Why that's the case probably boils down to a couple of things:

At the preprocessing stage, your source text is broken up into a sequence of tokens - identifiers, punctuators, string literals, and numeric constants. Whitespace is not significant except that it separates tokens of the same type. If you write a=b+c;, the compiler sees the sequence of tokens identifier (a), punctuator (=), identifier (b), punctuator (+), identifier (c), and punctuator (;). This is before it does any syntax analysis - it's not looking at the meaning or the structure of that statement, it's just breaking it down into its component parts.

It can do this because the characters = and + and ; can never be part of an identifier, so it can clearly see where identifiers begin and end1.

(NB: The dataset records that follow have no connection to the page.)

PR #2149, opened 2022-06-01
Partial Integration Test Fixes

SeanCheatham:
## Purpose
- The application configuration file format has changed in recent versions of Bifrost, but the integration tests still use the old format
  - Forging is also now disabled by default
- The client side of the Topl RPC codecs has an infinite self-recursive call
- BlockValidation failures are not explicitly logged

## Approach
- Update configurations used in integration tests to new format
- Send StartForging signal in SingleNodeTest
- Remove invalid RPC Codec entry
- Improve History BlockValidator logging
- Added integration test compilation to checkPR step
## Testing
- SingleNodeTest now passes
- The remaining integration tests still fail due to other bugs, but the tests at least start and run now
## Tickets
_* closes #1987_

### DIFF
--- a/.github/workflows/postman_integration_tests.yml
+++ b/.github/workflows/postman_integration_tests.yml
@@ -21,7 +21,7 @@ jobs:
         java-version: graalvm-ce-java11@21.1.0
         
     - name: Stage Docker Image
-      run: sbt bifrost/docker:stage
+      run: sbt node/docker:stage
 
     - name: Integration Tests
       run: docker-compose -f ./node/src/it/resources/postman-tests/docker-compose.yml up --exit-code-from postman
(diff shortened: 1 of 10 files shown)


.github/workflows/postman_integration_tests.yml
```diff
@@ -21,7 +21,7 @@ jobs:
         java-version: graalvm-ce-java11@21.1.0
         
     - name: Stage Docker Image
-      run: sbt bifrost/docker:stage
+      run: sbt node/docker:stage
```
SeanCheatham, line 24: Both commands work, but `bifrost/docker:stage` will attempt to build any SBT module for which we have Docker enabled.  Figured I'd save time here and just do the node.

topl-rpc/src/main/scala/co/topl/rpc/ToplRpcCodecs.scala
```diff
@@ -297,12 +297,6 @@ trait TransactionRpcResponseDecoders extends SharedCodecs {
     ToplRpc.Transaction.UnprovenPolyTransfer.Response(x)
   )
 
-  implicit def transactionBroadcastTetraTransferResponseDecoder(implicit networkPrefix: NetworkPrefix): Decoder[
-    ToplRpc.Transaction.BroadcastTetraTransfer.Response
```
SeanCheatham, line 301: `type ToplRpc.Transaction.BroadcastTetraTransfer.Response = Transaction.TX` so this decoder was both redundant and infinitely recursive.

b-vennes (approved):

scasplte2:
@SeanCheatham should this target `rc-1.11` since it is a bugfix to the release? We will need to also merge into dev but I think this is immediately applicable to the rc

PR #2246, opened 2022-06-07
Tetra Transaction Notification Protocol

SeanCheatham:
## Purpose
- Transactions must be exchanged over the network so that they can be included in newly minted blocks
- Peers can be *notified* of a transaction's existence using the Transaction Notification Protocol
## Approach
- Added a new typed protocol to notify of transaction IDs
- When a peer notifies us:
  - Syntactically validate
  - Save transaction
  - Add to mempool
  - Rebroadcast
- "We" notify a peer when:
  - A Transaction is added to the mempool
## Testing
- Minor unit test updates
- Verified manually
  - image
## Tickets
_* closes #2073_


scasplte2 (approved):
📬

PR #2247, opened 2022-06-08
Tetra Box State

SeanCheatham:
## Purpose
- To support semantic validation, the system needs to know if a Box is spendable at some point in some chain of blocks
- A transaction outputs boxes.  These boxes can be spent by subsequent transactions and are included in box state.
- A transaction's input spend a previous transaction's output.  Once spent, the box is no longer spendable and is removed from box state
## Approach
- Implement BoxStateAlgebra and interpreter
- Interpreter based on Event Sourced Trees
## Testing
- Added unit test for BoxState
- Modified other ledger test suites to use MUnit
  - This involved some other modifications to build.sbt
  - This required a new SBT module which provides helpers/support for mocking in MUnit
## Tickets
_* closes #2076_

### DIFF
--- a/demo/src/main/scala/co/topl/demo/DemoProgram.scala
+++ b/demo/src/main/scala/co/topl/demo/DemoProgram.scala
@@ -6,7 +6,7 @@ import akka.util.ByteString
 import cats.data.{EitherT, OptionT, Validated}
 import cats.effect._
 import cats.implicits._
-import cats.{Applicative, MonadThrow, Parallel, Show}
+import cats.{Applicative, Monad, MonadThrow, Parallel, Show}
 import co.topl.algebras.{Store, StoreReader, ToplRpc, UnsafeResource}
 import co.topl.catsakka._
 import co.topl.codecs.bytes.tetra.instances._
@@ -58,6 +58,14 @@ object DemoProgram {
     for {
       (locallyAdoptedBlocksSource, locallyAdoptedBlocksSink) <-
         BroadcastHub.sink[TypedIdentifier].preMaterialize().pure[F]
+      (locallyAdoptedTransactionsSource, locallyAdoptedTransactionsSink) <-
+        BroadcastHub.sink[TypedIdentifier].preMaterialize().pure[F]
+      (remoteBlockSink, remoteBlockSource) <-
+        MergeHub.source[BlockV2].preMaterialize().pure[F]
+      (remoteTransactionsSink, remoteTransactionsSource) <-
+        MergeHub.source[Transaction].preMaterialize().pure[F]
+      ((offerRpcTransaction, terminateRpcTransactions), rpcTransactionsSource) =
+        Source.backpressuredQueue[F, Transaction]().preMaterialize()
       blockProcessor =
         (blockV2: BlockV2) =>
           MonadThrow[F].recoverWith(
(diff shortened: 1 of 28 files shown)


demo/src/main/scala/co/topl/demo/DemoProgram.scala
```diff
@@ -169,44 +192,57 @@ object DemoProgram {
                 )
             ),
             Sync[F]
-              .defer(Logger[F].info(show"Ignoring weaker block header id=${block.headerV2.id.asTypedBytes}"))
+              .defer(Logger[F].info(show"Ignoring weaker (or equal) block header id=${block.headerV2.id.asTypedBytes}"))
               .as(false)
           )
     } yield adopted
 
   private def toplRpcInterpreter[F[_]: Async: Logger: FToFuture](
```
scasplte2, line 200: I know we will likely just add to this as we go but I think these are the same pieces needed in the Dion RPC layer, right? Just to tie to an example we know. Thinking on it, we have NodeView (LedgerView??) and ConsensusView in some requests for Dion so we would probably want to add accessors for block store and epoch parameters.

Nothing needs to be done now, just noting a comparative example.

event-tree/src/main/scala/co/topl/eventtree/EventSourcedState.scala
```diff
@@ -51,24 +62,28 @@ object EventSourcedState {
     ) extends EventSourcedState[F, State] {
 
       def stateAt(eventId: TypedIdentifier): F[State] =
+        useStateAt(eventId)(_.pure[F])
```
scasplte2, line 65: does `.pure` come from `Async`? Is it worth reviewing (or at least pointing out to people) the typeclass hierarchy we are operating in? Or perhaps we should build out a typeclass hierarchy including our own?

networking/src/main/scala/co/topl/networking/blockchain/BlockchainClientHandler.scala
```diff
@@ -87,7 +87,38 @@ object BlockchainClientHandler {
                         .liftTo[F]
                     )
                 )
-                f2 = Async[F].fromFuture(
+                transactionsReceivedBackgroundF = Async[F].fromFuture(
```
scasplte2, line 90: would it be any nicer to inline `Async[F].fromFuture(...)`? Did you have plans to refactor this at some point since it seems like the for comprehension in the client `make` is getting a bit hard to follow

scasplte2 (approved):
🗳️ ✅

event-tree/src/main/scala/co/topl/eventtree/EventSourcedState.scala
SeanCheatham: `.pure` comes from `Applicative`: https://typelevel.org/cats/typeclasses/applicative.html

I'm fairly confident that it's out-of-date, but here's an infographic of the hierarchy for anyone interested: https://github.com/tpolecat/cats-infographic

Async includes Applicative in its hierarchy, so I'm able to get access to `.pure` through Async.

networking/src/main/scala/co/topl/networking/blockchain/BlockchainClientHandler.scala
SeanCheatham: I would expect cats-effect to provide syntax on a `F[Future[T]]` to transform it into `F[T]` using `Async`, but I haven't found it in the standard library.  I think it would be a very helpful syntax, but my gut says they probably don't have it for a reason.  I'm not quite sure though.

I think this file grew a bit large and is due for a bit of a refactor.

PR #2249, opened 2022-06-14
ContainsEvidence from ImmutableCodec

SeanCheatham:
## Purpose
- The `ContainsEvidence[T]` typeclass instance implementations repeat the same code
  - To abide by the Don't-Repeat-Yourself principle, this can be refactored into a helper method
## Approach
- Added a helper method to ContainsEvidence which constructs the instance from an ImmutableCodec instance (plus a type prefix)
## Testing
- Added ContainsEvidenceSpec
## Tickets
_* closes #1991_

### DIFF
--- a/typeclasses/src/main/scala/co/topl/typeclasses/ContainsEvidence.scala
+++ b/typeclasses/src/main/scala/co/topl/typeclasses/ContainsEvidence.scala
@@ -1,15 +1,12 @@
 package co.topl.typeclasses
 
 import co.topl.codecs.bytes.tetra.instances._
+import co.topl.codecs.bytes.typeclasses.ImmutableCodec
 import co.topl.codecs.bytes.typeclasses.implicits._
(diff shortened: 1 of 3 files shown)


typeclasses/src/main/scala/co/topl/typeclasses/ContainsEvidence.scala
```diff
@@ -1,217 +1,115 @@
...
-//            Bytes(
-//              blake2b256
-//                .hash(Ints.toByteArray(t.index) ++ t.address.allBytes.toArray)
-//                .value
-//            )
-//          )
-//        )
+      fromImmutableCodec(10)
 
     implicit val requiredInputBoxStateContainsEvidence: ContainsEvidence[Propositions.Contextual.RequiredBoxState] =
```
scasplte2, line 83: I know names don't matter here much, just pointing out that it is no longer "input" box state

scasplte2 (approved):
🗻

PR #2259, opened 2022-06-17
Block Body Semantic Validation

SeanCheatham:
## Purpose
- Transactions must not spend an output that has already been spent
- A block body can contain two transactions that spend the same input, and this would not be caught by simple Transaction Semantic Validation
## Approach
- Added Block Body Syntactic and Semantic Validation Algebras
- Added AugmentedBoxState which augments an underlying BoxStateAlgebra with ephemeral state
- BodySyntaxValidation runs TransactionSyntaxValidation on all of its transactions
- BodySemanticValidation runs TransactionSemanticValidation on all of its transactions
  - But while processing transactions, it includes the state of box spends for previous transactions within the block, and injects that data into Transaction Semantic Validation

## Testing
- Added new BodySyntaxValidationSpec and BodySemanticValidationSpec
## Tickets
- #2255


ledger/src/main/scala/co/topl/ledger/interpreters/BoxState.scala
```diff
@@ -104,3 +104,43 @@ object BoxState {
...
+      }
+    }
+
+  case class StateAugmentation(spentBoxIds: Set[Box.Id], newBoxIds: Set[Box.Id]) {
+
+    def augment(transaction: Transaction): StateAugmentation = {
+      val transactionSpentBoxIds = transaction.inputs.map(_.boxId).toIterable.toSet
+      val transactionId = transaction.id.asTypedBytes
+      val transactionNewBoxIds =
+        transaction.outputs.mapWithIndex((_, idx) => Box.Id(transactionId, idx.toShort)).toIterable.toSet
```
scasplte2, line 134: does `.mapWithIndex` implicitly convert the transaction output from `Short` to `Long` or something? Just wondering why we need `idx.toShort` or if that could be an issue.

ledger/src/main/scala/co/topl/ledger/interpreters/TransactionSyntaxValidation.scala
```diff
@@ -20,6 +20,7 @@ object TransactionSyntaxValidation {
   private[interpreters] val validators: Chain[Transaction => ValidatedNec[TransactionSyntaxError, Unit]] =
```
scasplte2, line 20: What you did for `TransactionSyntaxValidation` is much easier to understand each component since it is broken up with comments. I think `BodySyntaxValidation` could benefit from something similar. Also, not sure if you are doing this somewhere else but I think `nonEmptyInputsValidation & distinctInputsValidation` could also be applicable to `Body` as well? You got me realizing that the inputs for 
- boxes => transactions
- transaction => bodies
- bodies => headers
- headers => epochs

then all 4 of those things create new boxStates as their output. This is what got me thinking about looking for similarities in Syntax validation between those types of modifiers.

scasplte2 (approved):
🧊 🔍

ledger/src/main/scala/co/topl/ledger/interpreters/BoxState.scala
SeanCheatham: `.mapWithIndex` is a syntax operation method for anything with `Traverse[F[_]]`.  That method uses integers for the index value, but `Box.Id` requires a `Short` for the index value.  I would have assumed an implicit existed for Int => Short, but apparently it doesn't :shrug:

ledger/src/main/scala/co/topl/ledger/interpreters/TransactionSyntaxValidation.scala
SeanCheatham: I split up BodySyntaxValidation like you suggested, even though for now it's just a single little helper method that gets invoked.  In the future, I foresee some extra validation steps once we incorporate Rewards Transactions into the system.

On the subject on `nonEmptyInputsValidation`, I think a Block Body _can_ be empty.  In Dion, it can't be empty because of rewards transactions.  But in Tetra, I intend to change `type BlockBodyV2 = List[TypedIdentifier]` to `case class BlockBodyV2(transactionIds: List[TypedIdentifier], rewardsTransactionId: TypedIdentifier)`.  Doing it that way alleviates the need for a non-empty validation step.

And on the subject of `distinctInputsValidation`, this technically gets caught by BodySemanticValidation, but you're right that we could easily do that sooner.  I think I'd like to do two things here:
- Change `type BlockBodyV2 = List[TypedIdentifier]` to `type BlockBodyV2 = ListSet[TypedIdentifier]` (use a ListSet)
- Incorporate distinct Transaction.Input validation into BodySyntaxValidation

The tokenizer is "greedy" and will build the longest valid token it can. In a declaration like

int a;

you need the whitespace to tell the preprocessor that int and a are separate tokens, otherwise it will try to mash them together into a single token inta. Similarly, in a statement like a=b- -c;, you need that whitespace (or parentheses, a=b-(-c);) to signify you're subtracting -c from b, otherwise the tokenizer will interpret it as a = b-- c, which isn't what you want.

So, if a - could be part of an identifier, how should x=a-b+c be tokenized? Is a-b a single token or three? How would you write your tokenizer such that it could keep track of that? Would you require whitespace before and after - to signify that it's an operator and not part of a variable?

It's certainly possible to define a language that allows - to be both an operator and part of an identifier (see COBOL), but it adds complexity to the tokenizing stage of compiling, and it's just plain easier to not allow it.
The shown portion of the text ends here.